The records follow. Count the lines holding "updated" and give only the number.

Top of The data

PR #24, opened 2019-08-25
Allowing MBR writeContents() to write successfully

a2geek:
MBR partition writeContents() was not checking against the number of bytes in the partition when checking size. Replicated logic from readContents() and updated unit tests.

Review carefully please as I needed to change more in the unit tests than I would have expected.

### DIFF
--- a/partition/mbr/partition_internal_test.go
+++ b/partition/mbr/partition_internal_test.go
@@ -277,7 +277,7 @@ func TestWriteContents(t *testing.T) {
 			EndHead:       0,
 			EndSector:     2,
 			EndCylinder:   0,
-			Start:         partitionStart,
+			Start:         partitionStart / 512,
 			Size:          1,
 		}
 		// make a byte array that is too big
@@ -290,9 +290,9 @@ func TestWriteContents(t *testing.T) {
 				return len(b), nil
 			},
 		}
-		read, err := partition.writeContents(f, 512, 512, reader)
-		if read != 0 {
-			t.Errorf("Returned %d bytes read instead of 0", read)
+		written, err := partition.writeContents(f, 512, 512, reader)
+		if written != 512 {
+			t.Errorf("Returned %d bytes written instead of 512", written)
 		}
 		if err == nil {
 			t.Errorf("Returned nil error instead of actual errors")
@@ -305,6 +305,7 @@ func TestWriteContents(t *testing.T) {
 
 	t.Run("successful write", func(t *testing.T) {
 		size := 512000
+		sectorSize := size / 512
 		partition := Partition{
 			Bootable:      false,
 			StartHead:     0,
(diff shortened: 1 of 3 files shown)


deitch:
This makes a lot of sense. What I don't understand is why tests didn't fail beforehand?

Also, it looks like more of the tests need to be updated; is that correct?

deitch:
Now I get it. The tests _did_ succeed in catching failures. We got "lucky", because it has a sector size of `1`, and we put larger. Given that, though, your proposed tests are off. I will comment inline.

partition/mbr/partition_internal_test.go
```diff
@@ -277,7 +277,7 @@ func TestWriteContents(t *testing.T) {
 			EndHead:       0,
 			EndSector:     2,
 			EndCylinder:   0,
-			Start:         partitionStart,
+			Start:         partitionStart / 512,
```
deitch: Given that `partitionStart` is only ever used is an entry in `Partition.Start`, and in all cases it should be sector and not bytes (i.e. `/512`), it makes more sense to just change the definition of `partitionStart` from 

```go
const (
        partitionStart   = 2048
)
```

to

```go
const (
        partitionStart   = 2048 / 512
)
```

and then keep `partitionStart` unchanged everywhere it is consumed.

partition/mbr/partition_internal_test.go
```diff
@@ -290,9 +290,9 @@ func TestWriteContents(t *testing.T) {
 				return len(b), nil
 			},
 		}
-		read, err := partition.writeContents(f, 512, 512, reader)
-		if read != 0 {
-			t.Errorf("Returned %d bytes read instead of 0", read)
+		written, err := partition.writeContents(f, 512, 512, reader)
+		if written != 512 {
+			t.Errorf("Returned %d bytes written instead of 512", written)
```
deitch: This is good. We should add a comment that explains why this is, e.g.

```go
// we have a size of 1 sector, or 512 bytes, but are trying to write 2*512. It should write the first and fail on the second
// so we expect an error, along with 512 bytes successfully written
```

partition/mbr/partition_internal_test.go
a2geek: I started down the track, and have a number of test failures. The first one I've figured out suggests that 
```
const (
	mbrPartitionFile = "./testdata/mbr_partition.dat"
)
``` 
needs to be recreated, if that makes sense?

deitch: Should it need to be recreated? We are using the same parameters.

deitch: Hmm, I see them too, but not sure why. Thinking...

deitch:
Actually, revisiting this @a2geek , it looks like the `mbr.img` and the `partitionStart` and `partitionSize` _are_ correct and _are_ in sectors (not bytes). That means that:

* your corrections to `partition.go` are correct
* your corrections to `table_test.go` are correct
* your corrections to `partition_internal_test.go` are partially correct

Will comment inline and resolve the existing ones.

partition/mbr/partition_internal_test.go
deitch: This appears to be incorrect. The `partitionStart` already is in sectors.

a2geek:
Finally! The unit tests are clean now.

deitch:
Looks great. Thanks @a2geek !

PR #27, opened 2019-10-12
Times pkg

luthermonson:
@deitch totally might not know what im doing on this one but felt like moving to a fs times library helps architecture support as the times_<arch> files weren't complete. I was having trouble compiling on other architectures so I switched to this library and was happy with the results. Feel free to check their support matrix: https://github.com/djherbis/times#supported-times

Hope you agree to the change but if you want something different let me know.


deitch:
Hi @luthermonson, and thanks for this.

I have no objection; more than happy to see it expand into new architectures and OSes. I looked at this or some similar library when first doing it, but was concerned about odd dependencies.

I am going to add in GitHub actions to this, so we can get clean checks.

What architectures did you have issues with?

deitch:
OK, GitHub actions enabled. Please rebase on it so we get output.

luthermonson:
@deitch windows and darwin were the ones that didn't like me when i tried to do it. I'll rebase now

deitch:
Thanks. Once it rebases and CI is clean, happy to take it.

luthermonson:
looks like it's failing against a symlink? any advice how to fix?

deitch:
What happens when you run `make test` locally?

luthermonson:
@deitch its failing locally too. ill work against the test and try and give you a new PR

luthermonson:
@deitch you may not want this but changing to Lstat on both the os and times makes this function but you specifically commented `// do not follow symlinks`... should i catch the symlink and do something different logic?

deitch:
Why did you pick the actions commit in, as opposed to just rebasing?

deitch:
I am not sure I understand the question, but the symlink is because we are building information about the file itself, not the file it points to, so we need _not_ to follow symlinks. Think of it like this: if I wanted to make an exact copy of the contents of one directory into another (which is what we are doing here, except instead of copying from one to another, we are building a new filesystem with the same contents), it wouldn't be a true copy if the source had 3 files and a symlink, while the destination had 4 files: the original 3, and the target of the symlink. It would need to be 3 files and a symlink.

Does `times.Lstat` handle it differently than `os.Lstat`?

deitch:
My tests show that it does the right thing. Look at [this gist](https://gist.github.com/deitch/f6bef29d3c121b461691009bbfdee8f1).

luthermonson:
sorry for not being clear, im just trying to not break anything as to be perfectly honest i know nothing about any of these formats and I don't want to accidentally make anything worse and will go with whatever you tell me is the right way to do this.

RE The extra commit, i wasn't paying attention and will fix.

RE LStat: The times and os Lstat did what I expected and tests pass, I don't know if it's breaking anything further by doing it that way. I will fix my PR and remove the extra commit and keep the LStas, if you think this needs more just tell me and I'll do it.

luthermonson:
@deitch oh i figured it out, i changed the os.Lstat you had to an os.Stat on accident while adding the times.Stat which needed to be a times.Lstat. So, I broke it and didn't realize it. I'm closing this PR and I have a new branched from master with Lstat's coming shortly. I'm sorry but between starting this and finishing this I've been on vacation 1.5wks and sort of forgot what I did and made this mistake. New PR coming.

PR #29, opened 2019-10-25
Adding Times Package

luthermonson:
Moving logic to get atime and ctime to a package with more architecture support.


luthermonson:
@deitch much cleaner and Lstat works well. Forgive me for the confusion.

deitch:
Yes, quite nice. Thanks!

Bottom of The data

- _Result_: 2